Privacy-preserving cloud computing on sensitive data: A survey of methods, products and challenges

https://doi.org/10.1016/j.comcom.2019.04.011Get rights and content

Abstract

The increasing volume of personal and sensitive data being harvested by data controllers makes it increasingly necessary to use the cloud not just to store the data, but also to process them on cloud premises. However, security concerns on frequent data breaches, together with recently upgraded legal data protection requirements (like the European Union’s General Data Protection Regulation), advise against outsourcing unprotected sensitive data to public clouds. To tackle this issue, this survey covers technologies that allow privacy-aware outsourcing of storage and processing of sensitive data to public clouds. Specifically and as a novelty, we review masking methods for outsourced data based on data splitting and anonymization, in addition to cryptographic methods covered in other surveys. We then compare these methods in terms of operations supported on the masked outsourced data, overhead, accuracy preservation, and impact on data management. Furthermore, we list several research projects and available products that have materialized some of the surveyed solutions. Finally, we identify outstanding research challenges.

Introduction

Many companies are outsourcing at least some of their information technology to the cloud, from mere data storage to e-mail and other productivity applications. Reduced costs, no need for maintenance, virtually unlimited computational resources and increased availability are the main forces driving this change. Yet, security and privacy misgivings are still cardinal barriers hindering a franker migration to the cloud.

Security is defined as achieving confidentiality, integrity and availability of the data outsourced to the cloud. Users want to be assured that no intruder can hack the cloud and/or impersonate them to steal or alter their sensitive data, and that no denial of service will occur. In the E.U., 57% of large enterprises using the cloud reported the risk of a security breach as the main limiting factor in the use of cloud computing services [1]; in a survey by the cloud Security Alliance to over 165 information technology and security professionals in the U.S., most of the respondents considered cloud storage as high risk [2]; the European Network and Information Security Agency identified “loss of governance” over the data outsourced to the cloud as a critically deterring factor [3]. Security breaches are, in fact, very real threats. Some well-known examples include the Sony PlayStation Network outage1 as a result of an external intrusion, in which personal details from approximately 77 million accounts were stolen, the multi-day outage in Dropbox2 that temporarily allowed visitors to log into any of its 25 million customer accounts as a result of a misconfiguration, or the leakage of private pictures of a number of celebrities from the Apple iCloud storage service due to weakly protected login credentials.3

Regarding privacy, its most widely accepted definition in the information society is in terms of informational self-determination, that is, “the claim of individuals, groups or institutions to determine for themselves when, how, and to what extent information about them is communicated to others” [4]. Hence, for a cloud user to store and/or process sensitive data in the cloud, she needs the guarantee that no one other than herself – not even the CSP – will be able to see or infer her data. Thus, cloud computing needs to increase the user’s control on her data, which will decrease the need for users blindly trusting the CSP. Otherwise, a user might be reluctant to outsource sensitive data to the cloud.
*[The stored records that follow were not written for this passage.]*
PR #691, opened 2016-07-22
gcc-4.8: add library paths reported by system linker

svenpeter42:
Right now only part of the system's libc is symlinked into the conda env - namely the startup files crtXXX.o.
In addition the path to the actual shared object libc.so also needs to be added to the spec file in case a custom
linker is used inside the conda env (e.g. because binutils is requested).

This fixes the following error I get when I conda build a package that requires both gcc-4.8 and binutils:
`/home/speter/miniconda2/envs/_build/bin/ld: cannot find -lc
collect2: error: ld returned 1 exit status
Installation failed: gcc is not able to compile a simple 'Hello, World' program.`

 cc @stuarteberg

### DIFF
--- a/gcc-4.8/post-link.sh
+++ b/gcc-4.8/post-link.sh
@@ -46,7 +46,7 @@ else
     c_runtime_obj_files_found=0
 
     # Try locating crtXXX.o in default library search paths
-    for library_path in $(ld --verbose | grep SEARCH_DIR | sed -r 's/SEARCH_DIR\("=?([^"]*)"\);/ \1/g'); do
+    for library_path in $(/usr/bin/ld --verbose | grep SEARCH_DIR | sed -r 's/SEARCH_DIR\("=?([^"]*)"\);/ \1/g'); do
         for obj_file in $C_RUNTIME_OBJ_FILES; do
             obj_file_full_path="$library_path/$obj_file"
             if [[ -e "$obj_file_full_path" ]]; then
--- a/gcc-4.8/post-link.sh
+++ b/gcc-4.8/post-link.sh
@@ -111,6 +111,13 @@ else
         # ... yada yada ... -isystem ${INCDIR}
         sed -i ':a;N;$!ba;s|\(*cpp:\n[^\n]*\)|\1 -isystem '${INCDIR}'|g' "${SPECS_FILE}"
     done
+
+    #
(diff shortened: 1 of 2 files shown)


gcc-4.8/post-link.sh
```diff
@@ -111,6 +111,13 @@ else
         # ... yada yada ... -isystem ${INCDIR}
         sed -i ':a;N;$!ba;s|\(*cpp:\n[^\n]*\)|\1 -isystem '${INCDIR}'|g' "${SPECS_FILE}"
     done
+
+    #
+    # Linux Portability Issue #2.5: linker also needs to find the rest of libc (i.e. libc.so in addition to crtXXX.o)
+    #
+    for library_path in $(/usr/bin/ld --verbose | grep SEARCH_DIR | sed -r 's/SEARCH_DIR\("=?([^"]*)"\);/ \1/g'); do
```
stuarteberg: Using the full path to the system `/usr/bin/ld` instead of `ld` is a good idea. (It avoids problems if the user has a custom install of binutils.)  While you're at it, can you also fix the call to `ld` on line 49, above?

stuarteberg:
You should bump the build number.

stuarteberg:
LGTM.

stuarteberg:
@frol: Just in case it matters for your gcc-5 package -- @svenpeter42 discovered that the gcc-4.8 `post-link.sh` script doesn't work properly if the user has also installed `binutils` via conda.  This PR fixes it, so I guess it should also be added to gcc-5, if you're still maintaining that recipe.  (At the moment, there is no "official" binutils package from conda, so this will only affect a very small minority of users.)

If you're not still maintaining the gcc-5 recipe, then sorry for the spam. :-)

ccordoba12:
Pinging @mingwandroid about this one.

frol:
Thank you for pinging me! I do still maintain `gcc-5` package as well as I maintain `conda-forge/binutils` feedstock.

ostrokach:
Is anything holding back this PR? I just spent half a day tring to figure out why conda's `gcc` / `mpich` was giving me an error `ld: cannot find -lc`:

```
$ mpicc -o mpi_hello_world mpi_hello_world.c
/home/{username}/anaconda/envs/{projectname}/bin/ld: cannot find -lc
collect2: error: ld returned 1 exit status
```

unless I specified `-L/usr/lib/x86_64-linux-gnu`.

PR #705, opened 2016-12-14
fix bash specific comparitor in patch of ldpaths.in

stevecassidy:
comparison with == makes this script bash specific and causes an error on Ubuntu where /bin/sh is dash. This change should fix this issue.


mingwandroid:
Thanks.

PR #707, opened 2017-01-19
adding various r-packages

quasiben:
cc @mingwandroid

### DIFF
--- a/r-packages/r-anomalydetection/bld.bat
+++ b/r-packages/r-anomalydetection/bld.bat
@@ -1,0 +1,8 @@
+"%R%" CMD INSTALL --build .
+if errorlevel 1 exit 1
+
+@rem Add more build steps here, if they are necessary.
+
+@rem See
+@rem http://docs.continuum.io/conda/build.html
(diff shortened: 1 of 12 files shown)


mingwandroid:
We shouldn't see any .template files here, conda-build autogenerated those, I guess you got them from downloaded packages' info dirs?

Can you use `conda-skeleton cran` to make the recipes instead (though you need to change the case of various license families after unfortunately).

Also, I see various packages depending on `r`, they should depend on `r-base` instead and any other packages they happen to depend upon. It seems those packages were hand-crafted, perhaps?

The reason I'm need to be picky about this is that when I update to the latest releases, I use `conda skeleton cran` to generate new ones and then eyeball every single package for differences and I need that to be as easy as possible since there are now ~300 packages.

quasiben:
@mingwandroid pulled from cran and rebased

mingwandroid:
I built and uploaded all of these now.

quasiben:
thanks @mingwandroid !

PR #710, opened 2017-02-15
New gcc recipes

msarahan:
For native gcc, change CPU -march from westmere (i3/i5/i7) to nocona (core 2).


msarahan:
Per discussion with @mingwandroid, merging.

PR #721, opened 2017-06-02
Allowing dynamic java for r-base (breaks rJava)

Alexandrescu:
R is not linking to the correct java JVM.


mingwandroid:
In what way is following a symlink to the specific location on your computer at build-time dynamic in a generally useful sense to anyone but you?

PR #730, opened 2017-06-15
gsl: build with system compiler.

pavoljuhas:
Avoid linking with possibly non-compatible shared libraries from
conda "gcc" or "libgcc" packages.  Using system compiler keeps
GSL compatible with other packages built with standard system
tools.

This partially reverts 40e929cee7f8453d173818d36420879706046c32.

### DIFF
--- a/gsl/meta.yaml
+++ b/gsl/meta.yaml
@@ -8,14 +8,12 @@ source:
   md5: d8f70abafd3e9f0bae03c52d1f4e8de5
 
 build:
-  number: 1
+  number: 2
 
 requirements:
-  build:
-    - gcc
-
-  run:
-    - libgcc
+  # Build gsl with system compiler.  Do not use conda "gcc" nor
+  # "libgcc" packages as they may install shared libraries that
+  # are incompatible with their system version.
 
 about:
   home: http://www.gnu.org/software/gsl/


mingwandroid:
We aim to be compatible with the `Anaconda Distribution`, not compatible with your system's distribution.

pavoljuhas:
I feel using the system Xcode compiler and system libraries is more likely to produce packages compatible across different OS X versions.  It seems easier to make GSL and boost compatible by dropping the libgcc runtime dependency for the "gsl" package rather than rebuilding the whole Anaconda with its own gcc.  At any rate, GSL should not install dependencies that it does not need.

As it is the Anaconda c++ compiler behaves in a bit confusing way as to which libstdc++ gets used:
```sh
$ conda create -n bld gcc
$ source activate bld
$ echo "int main() { return 0; }" > t.cpp
$ c++ t.cpp
$ otool -L a.out
a.out:
	@rpath/libstdc++.6.dylib (compatibility version 7.0.0, current version 7.19.0)
	/usr/lib/libSystem.B.dylib (compatibility version 1.0.0, current version 1213.0.0)
	/Users/pjuhas/arch/anaconda/envs/bld/lib/libgcc_s.1.dylib (compatibility version 1.0.0, current version 1.0.0)

# however a.out does not have any RPATH defined thus execution of a.out
# actually loads the system libstdc++
$ DYLD_PRINT_LIBRARIES=1 ./a.out
dyld: loaded: /Users/pjuhas/tmp/./a.out
dyld: loaded: /usr/lib/libstdc++.6.dylib
...
```

The `a.out` was linked with conda libstdc++.6.dylib but runs with the system version.  I guess in some cases those libraries can be switched one for another, but they are not fully compatible as shown by test failure for my package that links with gsl and boost (both from the conda defaults channel) -
 https://travis-ci.org/pavoljuhas/libdiffpy/jobs/243311738#L523.

mingwandroid:
For now, until I get time to look into this properly, can you build your own GSL and put it on a channel on anaconda.org?

pavoljuhas:
obsolete

PR #399, opened 2024-09-17
[doc] tutorial: use alchemlyb.concat

orbeckst:
replace `pandas.concat()` with `alchemlyb.concat()` in the tutorial (given that we explicitly tell users to use it)


orbeckst:
@xiki-tempula we could add this fix with the 2.4.1 release #403

xiki-tempula (approved):

PR #406, opened 2024-09-19
Add entropy and enthalpy

jaclark5:
Add enthalpy and entropy outputs for MBAR and BAR (via 2-state MBAR).

### DIFF
--- a/CHANGES
+++ b/CHANGES
@@ -18,9 +18,7 @@ The rules for this file:
 
 Enhancements
   - Parallelise read and preprocess for ABFE workflow. (PR #371)
-  - Added matrices for entropy and enthalpy for MBAR and BAR,
-    when BAR is substituted with a series of 2-state MBAR calculations.
-    (PR #406)
+  - Added matrices for entropy and enthalpy for MBAR (PR #406)
 
 
 09/19/2024 orbeckst, jaclark5
--- a/CHANGES
+++ b/CHANGES
@@ -12,6 +12,14 @@ The rules for this file:
   * accompany each entry with github issue/PR number (Issue #xyz)
   * release numbers follow "Semantic Versioning" https://semver.org
 
+??/??/2024 jaclark5
+
+  * 2.4.1
+
+Enhancements
+ - Added matrices for entropy and enthalpy for MBAR and BAR,
+   when BAR is substituted with a series of 2-state MBAR calculations.
+   (PR #406)
 
 09/17/2024 jaclark5, orbeckst
 
--- a/CHANGES
+++ b/CHANGES
@@ -17,8 +17,8 @@ The rules for this file:
   * 2.5.0
 
 Enhancements
-  - Parallelise read and preprocess for ABFE workflow. (PR #371)
   - Added matrices for entropy and enthalpy for MBAR (PR #406)
+  - Parallelise read and preprocess for ABFE workflow. (PR #371)
 
 
 09/19/2024 orbeckst, jaclark5
--- a/src/alchemlyb/estimators/bar_.py
+++ b/src/alchemlyb/estimators/bar_.py
@@ -185,8 +185,16 @@ class BAR(BaseEstimator, _EstimatorMixOut):
             if use_mbar:  # now determine df and ddf using pymbar.MBAR
                 tmp_u_nk = concat(
                     [
-                        groups.get_group(self._states_[k]),
-                        groups.get_group(self._states_[k + 1]),
+                        groups.get_group(
+                            self._states_[k]
+                            if isinstance(self._states_[k], tuple)
+                            else (self._states_[k],)
+                        ),
+                            groups.get_group(
+                                self._states_[k + 1]
+                                if isinstance(self._states_[k + 1], tuple)
+                                else (self._states_[k + 1],)
+                        ),
                     ]
                 )
                 columns = tmp_u_nk.columns.tolist()
--- a/src/alchemlyb/estimators/bar_.py
+++ b/src/alchemlyb/estimators/bar_.py
@@ -1,10 +1,8 @@
 import numpy as np
 import pandas as pd
-import pymbar
 from pymbar.other_estimators import bar as BAR_
 from sklearn.base import BaseEstimator
 
-from .. import concat
 from .base import _EstimatorMixOut
 
 
@@ -20,16 +18,9 @@ class BAR(BaseEstimator, _EstimatorMixOut):
     relative_tolerance : float, optional
         Set to determine the relative tolerance convergence criteria.
 
-    method : str, optional, default='false-position' or 'robust'
-        Choice of method to solve BAR nonlinear equations,
-        one of 'self-consistent-iteration' or 'false-position' (default: 'false-position').
-        If ``use_mbar == True`` the default is 'robust', see 
-        :class:`~alchemlyb.estimators.mbar_.MBAR` for options.
-
-    n_bootstraps : int, optional
-        Whether to use bootstrap to estimate uncertainty. `0` means use analytic error
-        estimation. 50~200 is a reasonable range to do bootstrap. Currently used when
-        ``use_mbar is True``.
+    method : str, optional, default='false-position'
+        choice of method to solve BAR nonlinear equations,
+        one of 'self-consistent-iteration' or 'false-position' (default: 'false-position')
 
     verbose : bool, optional
         Set to True if verbose debug output is desired.
@@ -43,20 +34,6 @@ class BAR(BaseEstimator, _EstimatorMixOut):
     d_delta_f_ : DataFrame
         The estimated statistical uncertainty (one standard deviation) in
         dimensionless free energy differences.
-
-    delta_h_ : DataFrame
-        The estimated dimensionless enthalpy difference between each state.
-
-    d_delta_h_ : DataFrame
-        The estimated statistical uncertainty (one standard deviation) in
-        dimensionless enthalpy differences.
-
-    delta_s_ : DataFrame, optional
-        The estimated dimensionless entropy difference between each state.
-
-    d_delta_s_ : DataFrame
-        The estimated statistical uncertainty (one standard deviation) in
-        dimensionless entropy differences.
 
     states_ : list
         Lambda states for which free energy differences were obtained.
@@ -80,7 +57,6 @@ class BAR(BaseEstimator, _EstimatorMixOut):
     .. versionchanged:: 2.4.0
        Added assessment of lambda states represented in the indices of u_nk
        to provide meaningful errors to ensure proper use.
-       Added computation of enthalpy and entropy with 2-state MBAR
 
     """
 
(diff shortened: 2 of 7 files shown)


src/alchemlyb/estimators/bar_.py
```diff
@@ -65,29 +89,47 @@ def __init__(
...
 
+        Sets the attributes: delta_f_ and d_delta_f_
+
         Parameters
         ----------
         u_nk : DataFrame
             u_nk[n,k] is the reduced potential energy of uncorrelated
             configuration n evaluated at state k.
 
+        use_mbar : bool, optional, default=False
```
xiki-tempula, line 118: Sorry do you mind explain to me why do you want to do this in BAR? I think if you want the enthalpic and entropic contributions, you would just run MBAR?

mrshirts:
@jaclark5 and I have been talking over things (she can discuss her side here) and the current thought is that MBAR is better for entropy and enthalpies, though there are some questions about the calculations she is still interested in. 

The BAR algorithm is more surely converging since there are better methods for 1-dimensional root finding (I think I coded up false position) than N-dimensional root finding.  One can start with BAR, and then use those solutions to initialize 2-state MBAR (should just take 1-2 steps as it locks in numerically, as the values should be the same).

jaclark5:
So the suggestion is to remove the `use_mbar` flag, and instead run 2-state mbar only for the entropies / enthalpies? If that's the case, then if `calculate_enthalpy_entropy is True` then BAR.fit() will run BAR and 2-state MBAR  in `fit()`. I can make that change if it sounds agreeable.

xiki-tempula:
Would this kind of interface work?
```
bar = BAR()
bar.fit(u_nk)
mbar=MBAR(initial_guess=bar._delta_f) # Need to do some data massage to be able to get this in as initial guess.
mbar.fit(u_nk, compute_entropy_enthalpy=True)
```
Note that if you just need to use BAR to provide an initial guess for the MBAR, you could just do
```
mbar=MBAR(initial_guess='bar') 
mbar.fit(u_nk, compute_entropy_enthalpy=True)
```

mrshirts:
> I think... I would want to test how MBAR handles a sparse matrix. 

It can't, it will give incorrect results.  It's not equivalent.

The advantage of a BAR interface to enthalpy-entropy, I see, is when you did NOT collect the full MBAR data, and only have neighboring values.

> Although it seems that the enthalpy and entropy values for the gromacs benzene example are pretty different for full MBAR vs 2-state MBAR case so I'

Yeah, I realize this is still pending with me to look at, things have been piling up.

jaclark5:
Ok, so if there is merit to offering a calculation of 2-state MBAR (which I have need for, and it seems could be more generally used as-well), there are a few options:
1) Keep the PR as is where the BAR class can contain a 2-state MBAR option within the existing for-loop structure for BAR
2) Leave the BAR class alone, and and add a 2-state MBAR option to the MBAR class and add the same sort of for-loop structure that is present in the BAR class.
3) *Fill in the blank*

xiki-tempula:
For the MBAR part, I think I'm happy with the current state, where a simple call to pymbar gives the entropy and enthalpy.
With regard to the BAR part, I think it is a rather peculiar use case. We might need more discussion for it to be included.

jaclark5:
Hey @xiki-tempula, I removed the changes to BAR. I was able to resolve my issues with MBAR and LAMMPS. I think you'll find this PR acceptable.

src/alchemlyb/estimators/mbar_.py
```diff
@@ -57,6 +57,20 @@ class MBAR(BaseEstimator, _EstimatorMixOut):
         The estimated statistical uncertainty (one standard deviation) in
         dimensionless free energy differences.
 
+    delta_h_ : DataFrame
+        The estimated dimensionless enthalpy difference between each state.
```
xiki-tempula, line 61: Is enthalpy dimensionless? Should it be having energy unit?

CHANGES
```diff
@@ -12,12 +12,13 @@ The rules for this file:
...
   * release numbers follow "Semantic Versioning" https://semver.org
 
-**/**/**** xiki-tempula
+**/**/**** xiki-tempula, jaclark5
 
   * 2.5.0
 
 Enhancements
   - Parallelise read and preprocess for ABFE workflow. (PR #371)
+  - Added matrices for entropy and enthalpy for MBAR (PR #406)
```
xiki-tempula, line 21: The latest goes to the top.

src/alchemlyb/estimators/mbar_.py
```diff
@@ -187,9 +210,27 @@ def fit(self, u_nk):
...
+            self._delta_s_ = pd.DataFrame(
+                out["Delta_s"], columns=self._states_, index=self._states_
+            )
+            self._d_delta_s_ = pd.DataFrame(
+                out["dDelta_s"], columns=self._states_, index=self._states_
+            )
 
         self._delta_f_.attrs = u_nk.attrs
         self._d_delta_f_.attrs = u_nk.attrs
+        if compute_entropy_enthalpy:
```
xiki-tempula, line 229: I see that you do add the units back.

src/alchemlyb/estimators/mbar_.py
jaclark5: Do you want me to change the docstring? I put this since the existing documentation for free energy is:
```
    delta_f_ : DataFrame
        The estimated dimensionless free energy difference between each state.
```
and I'm treating enthalpy and entropy the same as free energy... it seems I should change entropy appropriately though.

xiki-tempula: Ok, then I think this is fine. I will change this in a later PR.

src/alchemlyb/estimators/mbar_.py
```diff
@@ -187,9 +211,29 @@ def fit(self, u_nk):
...
+            self._delta_h_.attrs = u_nk.attrs
+            self._d_delta_h_.attrs = u_nk.attrs
+            self._delta_s_.attrs = u_nk.attrs
+            self._d_delta_s_.attrs = u_nk.attrs
+            self._delta_s_.attrs["energy_unit"] = "k"
```
xiki-tempula, line 235: Why does entropy has unit of k? I think it shall be `u_nk.attrs["energy_unit"] + '/K'`?

xiki-tempula: Personally, I'm fine for this unit to be the same as other energy unit as it would mean that the unit conversion would work as it is (between J and cal).

jaclark5: Free energy is in units of energy (J) and when scaled by kT, is in units of kT. Similarly entropy is in units of energy/unit temperature (J/K) and so is scaled by k, with the units of k.

mrshirts: Reduced entropy should be unitless, entropy should be J/degree, right?  Even if passed through some unitless quantities, probably the code should be clear what is going on.

jaclark5: I think it's important to have the correct units, so I'll look into the unit conversion, I didn't consider that feature.

mrshirts: I think we need to be a little careful when talking about things being in units of KT, this basically means unitless - all reduced quantities are unitless.  I think being in the units of KT, are "unitless here, I'm keeping track of if we were to convert them back to our physical system, what the units would be", though I'm rushing to get kids of to school so can't to into it carefully here with respect to the actual code.

jaclark5: The way alchemlyb defines the units as `u_nk.attrs['energy_unit'] = "kT"` I think implies that it's dimensionless while also indicating what quantities should be used to restore the units (although I hope that an average user would know). This is also why I would want the entropy to similarly have the correct scaling quantity, 'k'.

xiki-tempula: The `energy_unit`, allowed to be kT; kcal/mol and kJ/mol, it is just defaults to kT. I think `k` is more like a scientific constant for most people so having it as unit is kind of bad.
The unit conversion is supported between these three units, which is just a scaling factor.
So the easiest solution is to just set the entropy to have the same unit as enthalpy.

jaclark5: To adjust the unit conversion functionality to accommodate entropy, should I add the appropriate duplicated function of `to_kT` as `to_k` or add if-statements to detect the case where it's entropy? I'm leaning toward the former since running a matrix of entropy values through `to_kT()` would feel wrong. This would mean I would duplicate `to_kcalmol(df, T=None)` as `to_kcalmolK(df)` and `to_kJmol(df, T=None)` as `to_kJmolK(df)`.

src/alchemlyb/estimators/mbar_.py
```diff
@@ -187,9 +211,27 @@ def fit(self, u_nk):
...
             out["Theta"], columns=self._states_, index=self._states_
         )
+        if compute_entropy_enthalpy:
+            self._delta_h_ = pd.DataFrame(
+                out["Delta_u"], columns=self._states_, index=self._states_
+            )
+            self._d_delta_h_ = pd.DataFrame(
+                out["dDelta_u"], columns=self._states_, index=self._states_
+            )
+            self._delta_sT_ = pd.DataFrame(
```
xiki-tempula, line 221: I'm happy for this value to be s*T. Is the mbar output s or s*T?

src/alchemlyb/parsing/__init__.py
```diff
@@ -31,8 +31,13 @@ def wrapper(outfile, T, *args, **kwargs):
         dict_with_df = func(outfile, T, *args, **kwargs)
         for k in dict_with_df.keys():
             if dict_with_df[k] is not None:
+
+                if T < 273:
```
xiki-tempula, line 35: Would it be better for this to be a warning?
I mean if T is a negative number then it is definitely an error but if it is just below 0 C then it is not strictly impossible.

src/alchemlyb/estimators/mbar_.py
jaclark5: Well the mbar output is reduced entropy, so S/k or s*T/(k*T) so it's consistent.

src/alchemlyb/parsing/__init__.py
jaclark5: I can remove this since I took the liberty of adding it, but since you have a value of the gas constant that is hard coded to be in Kelvin and the docs are defined in Kelvin, this will always be true and catch the error that someone accidentally entered a value in C.

src/alchemlyb/estimators/mbar_.py
xiki-tempula: I know that the unit is the same but I worried about the magnitude.
The G=H-sT so if the `Delta_s` is s then the `Delta_f` should be the same as `Delta_u`-`Delta_s` * T. If Delta_s is sT, then `Delta_f` should be `Delta_u`-`Delta_s`

jaclark5: Yes I agree, so I'm changing the variable names to make that clear.  I'll do whatever the maintainers agree on, maybe @mrshirts or @orbeckst have an opinion?

**Summary**: Entropy has different units and which need to be handled properly. While the units of enthalpy and free energy are `attr['energy_units'] = 'kT', 'kcal/mol' or 'kJ/mol'`, the equivalent for entropy would then be `'k', 'kcal/mol/K' or 'kJ/mol/K'`. The downside of this difference in units would require either having copies of the units.py functions for entropy specifically or add a series of if statements to the functions in units.py to detect and handle entropy units. Also, it's awkward to say that dimensionless entropy has units of `'k'`

**Alternative**: By having the entropy matrix represent S*T (denoted with the variable name `delta_sT_`) the object can retain the same units as enthalpy and free energy and use the same unit conversion functions, making everything cleaner internally, and avoid the awkward unit "definition" of `'k'` for S.

xiki-tempula (approved):
LGTM

src/alchemlyb/estimators/mbar_.py
xiki-tempula: Thanks. I'm merging this PR. I have checked the numerical values and can verify that Delta_s is not s but rather s*T. So it is in the unit of kT, kJ/mol and kcal/mol.

Issue #421, opened 2024-10-16
Forward and backward convergence visualization example in docs does not work


spackman:
The visualization example for forward and backward convergence in the docs fails on the line: 
   
`ax = plot_convergence(forward, forward_error, backward, backward_error)`  
  
This is because each argument passed to plot_convergence() is a list, and the function expects a dataframe with labeled columns.  
  
See the link to the docs here:
https://alchemlyb.readthedocs.io/en/latest/visualisation.html

PR #422, opened 2024-10-16
correct error in tutorial for plot_convergence()

spackman:
The function plot_convergence() expects a pandas dataframe as the single argument in the current implementation, causing it to fail when passed 4 different lists as arguments instead. This edit corrects the tutorial to appropriately pass a single dataframe with the appropriate column names, resulting in code that successfully reproduces the example graph.  
  
This should resolve issue #421.


xiki-tempula (approved):
LGTM Thanks for spotting it

PR #429, opened 2025-05-12
Use bar_intervall instead of ntpr for parsing AMBER MBAR timestamps

### LINKED ISSUE #428: Incorrect timestamp parsing in AMBER output
## Expected Behavior
The timestamp for each MBAR analysis point should be accurate when parsing AMBER output.

## Current Behavior
If `ntpr` (the energy print frequency) and `bar_interval` (the interval for MBAR analysis) differ, the parser incorrectly assumes `ntpr` as the sampling interval, leading to an inaccurate time series.

yuxuanzhuang:
Fix #428


xiki-tempula:
Thanks for the PR, do you mind

- Add a new test to check the amber parser is returning the correct time.
- Modify the https://github.com/alchemistry/alchemlyb/blob/master/CHANGES
- Add yourself to https://github.com/alchemistry/alchemlyb/blob/master/AUTHORS

yuxuanzhuang:
I assume the test file needs to be put in https://github.com/alchemistry/alchemtest.

Could you help me with it? see the output attached!

[timestamp.txt](https://github.com/user-attachments/files/20277717/timestamp.txt)

src/alchemlyb/tests/parsing/test_amber.py
```diff
@@ -282,3 +282,13 @@ def test_concatenated_amber_dhdl(tmp_path):
         match="TI Energy detected after the TIMINGS section.",
     ):
         extract(tmp_path / "amber.out", 298)
+
+
+def test_correct_timestamp_u_nk(testfiles):
```
xiki-tempula, line 287: @yuxuanzhuang Thanks for adding the test. I think it is fine to just adapt this test to use an existing file and check if the timestep is correct would be enough. No need to add a new file.

AUTHORS
```diff
@@ -59,3 +59,6 @@ Chronological list of authors
 
 2024
   - Jennifer A. Clark (@jaclark5)
+
+2025
+  - Yuxuan Zhuang (@yuxuanzhuang)
```
xiki-tempula, line 64: blank line after this

src/alchemlyb/tests/parsing/test_amber.py
yuxuanzhuang: thanks. then I think `test_u_nk_time_reading(single_u_nk)` is already checking it.

xiki-tempula: Ok, so it was already checked, I was thinking something along the line of 
```
def test_u_nk_time_reading_bar_intervall(single_u_nk, tmp_path):
    """Test if time information is read correctly when extracting u_nk"""
    with bz2.open(single_u_nk, 'rt') as bz2_file:
        content = bz2_file.read()

    with open(tmp_path / 'amber.log', 'w') as text_file:
        text_file.write(content.replace("bar_intervall =     1000", "bar_intervall =     100"))
    u_nk = extract_u_nk(tmp_path / 'amber.log', T=298.0)
    assert_allclose(u_nk.index.values[0][0], ??)
```
Then you show that changing the bar_intervall in the log file will change the time stamp in the generated dataframe.

xiki-tempula:
Thanks. The test looks good. Do you mind fix the formatting and this PR is ready to be merged?

xiki-tempula:
Yeah, you are right. I will fix the test and merge your PR.

xiki-tempula (approved):
LGTM. Thanks!

PR #430, opened 2025-05-15
Fix GMX test

xiki-tempula:
I have no idea why GMX failed, I have downgraded scipy, numpy and pandas to version before that but still cannot reproduce the old result. Consider that the difference is small, I think we shall just correct the test.


orbeckst (approved):
Sounds sensible. LGTM

PR #431, opened 2025-06-12
Fix test

xiki-tempula:


pyproject.toml
```diff
@@ -31,18 +31,17 @@ classifiers = [
...
     "Topic :: Scientific/Engineering :: Bio-Informatics",
     "Topic :: Scientific/Engineering :: Chemistry",
     "Topic :: Software Development :: Libraries :: Python Modules"
 ]
-requires-python = ">=3.10"
+requires-python = ">=3.11"
 
 dependencies = [
-	     "numpy",
+	     "numpy<2.3",
```
orbeckst, line 44: If we only support numpy up to a specific version then we need to state it together with a reason in the CHANGELOG.

orbeckst (changes requested):
Interesting that you narrowed it down to numpy 2.3.

Do we know if this is in pymbar or in alchemlyb itself?

I'm ok for right now to say that alchemlyb only works as expected with np <2.3 but we need to **raise an issue for "numpy 2.3 gives different results"** and look into what exactly is happening and figure out how big the differences are. Without seeing more, I wouldn't want to say "it's fine, we just get different results" — having these tests is exactly what should guard against random changes in the super-complicated Python ecosystem.

What's your opinion?

pyproject.toml
orbeckst: The numpy issue shows as an example corner cases with nan. We are seeing issues in normal calculations. 

Do we know if this is ultimately pymbar or alchemlyb?

Could you please post (in the main comments) the output when our tests run with numpy 2.3 so that I can get a sense of differences? At the face of it, I don't want my free energies to differ by 10% (rtol=0.1) just because I switched to a new version.

xiki-tempula: 100% pymbar madness https://github.com/choderalab/pymbar/issues/556

xiki-tempula:
Do we want get the test fixed first and have the PR https://github.com/alchemistry/alchemlyb/pull/429 merged?

pyproject.toml
orbeckst: Thanks for checking and raising the issue in pymbar!

orbeckst: Yikes for the differences. 😱

orbeckst (changes requested):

Furthermore, when data are personal, the individuals to whom the data refer – a.k.a. subjects – have privacy rights that have recently been enshrined in the new European Union’s General Data Protection Regulation (GDPR4 ). To stay GDPR-compliant, a controller – an entity that has obtained consent from subjects to collect, store and process their data – can only outsource subject data to the cloud if she can obtain full control and confidentiality for the outsourced data. The above is a relevant issue because GDPR is also becoming a de facto legal standard outside the European Union, specifically in the USA, Australia, Canada and Japan, and any company wishing to sell information technology solutions to those markets must take it into account.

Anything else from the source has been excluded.